東日本大震災15年 新宿で福島被災地の現状を訴えるイベント開催
東日本大震災と東京電力福島第1原発事故から15年となる2026年3月11日、東京都新宿区高田馬場の歌声喫茶「ともしび」において、福島県の被災地の現状を知るためのイベントが実施され、約50人の参加者が集まりました。この催しは、震災と原発事故の記憶を風化させないことを目的としており、福島県浪江町出身者らが貴重な証言を披露しました。
原子力緊急事態宣言の継続を忘れないで
イベントでは、浪江町の帰還困難区域である赤宇木(あこうぎ)地区で生まれ育った今野邦彦さん(67)が登壇し、「原子力緊急事態宣言が今もまだ続いていることを忘れないで」と強く訴えました。浪江町は原発事故により全住民が避難を余儀なくされ、放射能汚染が深刻な赤宇木を含む津島地区の大部分は、15年経った今でも帰還困難区域のままです。
今野さんは、同じ赤宇木の住民たちと共同で作成した記録誌「百年後の子孫たちへ」を紹介しました。この記録誌は、避難先を訪ねて聞き取った実名の証言を基にしており、「怒りの言葉はないが、言葉で表現しきれない怒りを全888ページで伝えている」と説明しました。
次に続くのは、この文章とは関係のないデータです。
PR #5062, opened 2023-02-24
Break test dependencies on mangling (Part 2)

llvm-beanz:
This is the second part of my changes to break test dependencies on symbol mangling.

This change rewrites a handful of the tests in ValidationTest.cpp that rely on rewriting IR from compiled shaders to be invalid. The new versions of the tests use simplified IR as the source instead of HLSL. Each test has the HLSL source it was derived from captured in code comments.

### DIFF
--- a/tools/clang/test/HLSLFileCheck/validation/CallableParamIsStruct.ll
+++ b/tools/clang/test/HLSLFileCheck/validation/CallableParamIsStruct.ll
@@ -1,4 +1,4 @@
-; RUN: %dxv %s | FileCheck %s
+; RUN: %dxilver 1.3 | %dxv %s | FileCheck %s
 
 ; CHECK: Function: BadCallable: error: Argument 'f' must be a struct type for callable shader function 'BadCallable'.
 
@@ -25,7 +25,7 @@ attributes #0 = { nounwind }
 !dx.entryPoints = !{!3, !4}
 
 !0 = !{i32 1, i32 3}
-!1 = !{i32 1, i32 7}
+!1 = !{i32 1, i32 3}
 !2 = !{!"lib", i32 6, i32 3}
 !3 = !{null, !"", null, null, null}
 !4 = !{void (float*)* @BadCallable, !"BadCallable", null, null, !5}
--- a/tools/clang/test/HLSLFileCheck/validation/CallableParamIsStruct.ll
+++ b/tools/clang/test/HLSLFileCheck/validation/CallableParamIsStruct.ll
@@ -1,0 +1,33 @@
+; RUN: %dxv %s | FileCheck %s
+
+; CHECK: Function: BadCallable: error: Argument 'f' must be a struct type for callable shader function 'BadCallable'.
+
+; Test based on IR generated from the following HLSL:
+; struct Param { float f; };
+; [shader("callable")]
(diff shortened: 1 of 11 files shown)


tools/clang/test/HLSLFileCheck/validation/CallableParamIsStruct.ll
```diff
@@ -0,0 +1,33 @@
+; RUN: %dxv %s | FileCheck %s
```
python3kgae, line 1: Could we add validator version in the %dxv command line in case validation rule changed in the future?

llvm-beanz: I'd prefer not to because the rule is valid on future versions until we change that. I'd rather we add a version when we change it so that we get a failure on changing the rules.

tex3d: We can require a minimum version with `%dxilver`, but not a maximum.  We should be using `%dxilver` for validation rules added/changed at some version.  In ValidationTest.cpp, we use something like: `if (m_ver.SkipDxilVersion(1, 3)) return;` to enforce a minimum of 1.3.  For tests ported from there, we should retain this through the use of `%dxilver`.

Instead of having a maximum version, we should probably just remove the test, since it's only testing something we no longer want.

When adding/updating validation tests, it would be best to verify that they pass (and skip appropriately) when run against that last few external validators we released.

tools/clang/test/HLSLFileCheck/validation/CallableParamIsStruct.ll
```diff
@@ -0,0 +1,33 @@
...
+
+attributes #0 = { nounwind }
+
+!dx.version = !{!0}
+!dx.valver = !{!1}
+!dx.shaderModel = !{!2}
+!dx.entryPoints = !{!3, !4}
+
+!0 = !{i32 1, i32 3}
+!1 = !{i32 1, i32 7}
```
tex3d, line 28: This is the validator version.  This value (1.7) a problem, since it will restrict the test to working when run against validator version 1.7 (the most recently released version).

With tests in `ValidationTest.cpp` that use the compile->disassemble->modify->assemble->validate path, the validator version would be set to the currently attached one (including the version from prior releases of external validators, against which we run tests regularly).  This would appropriately impact IR (metadata) in certain key cases.

With tests written in IR, we would likely need to permute this with different validator versions for some tests.  For most tests, we can probably get away with setting this to the minimum validator version that supported the rule we are testing.  For instance, I think that would be 1.3 for this test instead of 1.7.

However, just setting this to a minimum version may not be sufficient for some tests, since there can be different decisions/allowances in the validator depending on whether the IR was originally targeting an older validator version or the current one being run.  We may also need to test different DXIL versions for some scenarios.

Permuting versions within a single test can't quite be done unless we have a way to replace certain IR input elements with variables from a RUN line.  If that was supported, we could use different RUN lines, different `%dxilver` requirements for each, and different `-D` variables for FileCheck.

python3kgae (approved):

llvm-beanz:
Closing this since I can re-create it if needed.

この取り組みは、被災者の生の声を後世に残す重要な試みとして注目されています。
浪江町の歴史と参加者の反響
また、浪江町出身の歌人・三原由起子さん(46)と国文学研究資料館教授の西村慎太郎さん(51)が、浪江の近代史の一幕を紹介しました。1935年(昭和10年)5月に、南朝の天皇を自称した「熊沢天皇」が浪江を訪れ、大きな催しが行われたことで「浪江で南朝ブームが起きた」というエピソードが語られ、参加者からは驚きの声が上がりました。
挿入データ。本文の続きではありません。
Issue #4918, opened 2023-01-07
DXCAPI.H makes hard-coded path assumptions on Linux


walbourn:
The DXCAPI.H header has:

```
#include "dxc/Support/WinAdapter.h"
```

while the DXCISENSE.H header has:

```
#include "Support/WinAdapter.h"
```

Which both make explicit (and mismatched) assumptions about the layout that doesn't match the contents of the ZIP. This can be worked around, but in a future update it would be best to make both of these:

```
#include "WinAdapter.h"
```

Keenuts:
HI,

Thanks for the report! We'll add that to the cleanup list we have in queue on DXC codebase. (If the change is as simple are changing an include path, PRs are always welcome 😊)

PR #5066, opened 2023-02-28
Move WinAdapter into interface directory

pow2clk:
Since it is shipped and relied upon, the WinAdapter header belongs in the release directory. This removes the need to include the Support directory for building purposes

revises fix to #4918


llvm-beanz (approved):
LTGM

PR #5069, opened 2023-02-28
Delete some dead/unreachable code in CGCall

llvm-beanz:
This code is all unreachable. Reverting this strips out some cascading changes adding an unused parameter to a few functions.


hekota (approved):
LGTM!

dmpots (approved):
Maybe add an `[NFC]` tag for this change?

pow2clk (approved):
I lament that the 80 column limit will require so many double comments to highlight a single line of HLSL-specific code 😒 , but the change is good!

イベントに参加した葛飾区の滝島安子さん(76)は、「15年たつと関心が薄れてしまう。私たちは現実を知らないといけないですね」と感想を述べ、震災の記憶を継承することの重要性を強調しました。このイベントは、被災地の現状を都心で伝える貴重な機会となり、参加者たちに深い印象を残しました。